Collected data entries
<<<<
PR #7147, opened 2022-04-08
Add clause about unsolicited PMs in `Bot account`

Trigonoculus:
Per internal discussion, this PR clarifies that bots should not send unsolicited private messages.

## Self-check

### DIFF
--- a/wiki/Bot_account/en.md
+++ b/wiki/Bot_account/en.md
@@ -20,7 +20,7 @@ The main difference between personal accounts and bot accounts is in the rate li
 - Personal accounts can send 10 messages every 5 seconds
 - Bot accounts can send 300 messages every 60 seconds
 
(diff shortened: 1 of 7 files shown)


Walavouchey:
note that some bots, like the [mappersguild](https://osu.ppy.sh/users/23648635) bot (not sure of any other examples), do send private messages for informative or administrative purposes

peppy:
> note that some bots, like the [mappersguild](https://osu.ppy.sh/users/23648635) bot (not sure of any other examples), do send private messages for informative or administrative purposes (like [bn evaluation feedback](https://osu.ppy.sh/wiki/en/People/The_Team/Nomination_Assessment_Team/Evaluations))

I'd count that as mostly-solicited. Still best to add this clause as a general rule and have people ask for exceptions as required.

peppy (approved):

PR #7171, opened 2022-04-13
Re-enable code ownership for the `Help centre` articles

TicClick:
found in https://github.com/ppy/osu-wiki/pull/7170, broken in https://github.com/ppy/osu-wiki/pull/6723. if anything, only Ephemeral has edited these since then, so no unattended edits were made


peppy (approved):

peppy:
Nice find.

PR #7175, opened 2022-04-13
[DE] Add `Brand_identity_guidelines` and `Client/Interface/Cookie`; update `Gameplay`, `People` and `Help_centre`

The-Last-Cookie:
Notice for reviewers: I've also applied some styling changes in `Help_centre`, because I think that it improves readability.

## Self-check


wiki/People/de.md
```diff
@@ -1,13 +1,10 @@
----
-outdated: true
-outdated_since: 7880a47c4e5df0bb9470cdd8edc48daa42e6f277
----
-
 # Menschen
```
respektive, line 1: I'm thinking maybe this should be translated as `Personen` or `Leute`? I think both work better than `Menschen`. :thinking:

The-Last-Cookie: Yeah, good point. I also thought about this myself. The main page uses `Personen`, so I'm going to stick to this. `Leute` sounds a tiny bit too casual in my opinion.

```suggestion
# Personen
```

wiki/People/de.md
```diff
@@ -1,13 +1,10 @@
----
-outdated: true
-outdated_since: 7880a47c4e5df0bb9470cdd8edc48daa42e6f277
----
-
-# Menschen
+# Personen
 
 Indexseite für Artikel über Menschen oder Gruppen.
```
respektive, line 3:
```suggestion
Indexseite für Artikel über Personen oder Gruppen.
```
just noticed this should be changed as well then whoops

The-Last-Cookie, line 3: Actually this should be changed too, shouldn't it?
>>>>
<<<<
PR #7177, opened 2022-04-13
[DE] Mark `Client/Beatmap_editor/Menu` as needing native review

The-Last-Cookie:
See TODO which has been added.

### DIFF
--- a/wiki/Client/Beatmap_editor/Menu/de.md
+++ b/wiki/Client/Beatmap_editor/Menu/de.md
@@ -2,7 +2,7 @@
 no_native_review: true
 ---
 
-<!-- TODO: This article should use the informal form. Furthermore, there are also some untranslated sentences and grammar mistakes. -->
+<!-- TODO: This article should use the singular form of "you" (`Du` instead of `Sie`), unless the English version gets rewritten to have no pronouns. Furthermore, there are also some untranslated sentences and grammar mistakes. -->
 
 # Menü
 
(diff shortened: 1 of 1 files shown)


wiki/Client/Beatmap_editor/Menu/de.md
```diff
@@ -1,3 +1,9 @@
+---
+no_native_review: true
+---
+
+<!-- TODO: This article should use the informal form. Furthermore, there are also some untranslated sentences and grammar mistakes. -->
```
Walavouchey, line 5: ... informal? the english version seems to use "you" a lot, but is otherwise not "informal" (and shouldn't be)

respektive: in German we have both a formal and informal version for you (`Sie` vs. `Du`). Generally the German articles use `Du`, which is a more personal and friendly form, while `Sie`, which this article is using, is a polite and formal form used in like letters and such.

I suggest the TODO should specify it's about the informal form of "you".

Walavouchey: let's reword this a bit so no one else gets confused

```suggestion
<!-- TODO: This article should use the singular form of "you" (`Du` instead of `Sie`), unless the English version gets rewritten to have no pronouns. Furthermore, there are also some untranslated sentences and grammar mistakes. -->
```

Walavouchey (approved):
>>>>
If a line in the records contains the word "which", copy it out.

See TODO which has been added.
respektive: in German we have both a formal and informal version for you (`Sie` vs. `Du`). Generally the German articles use `Du`, which is a more personal and friendly form, while `Sie`, which this article is using, is a polite and formal form used in like letters and such.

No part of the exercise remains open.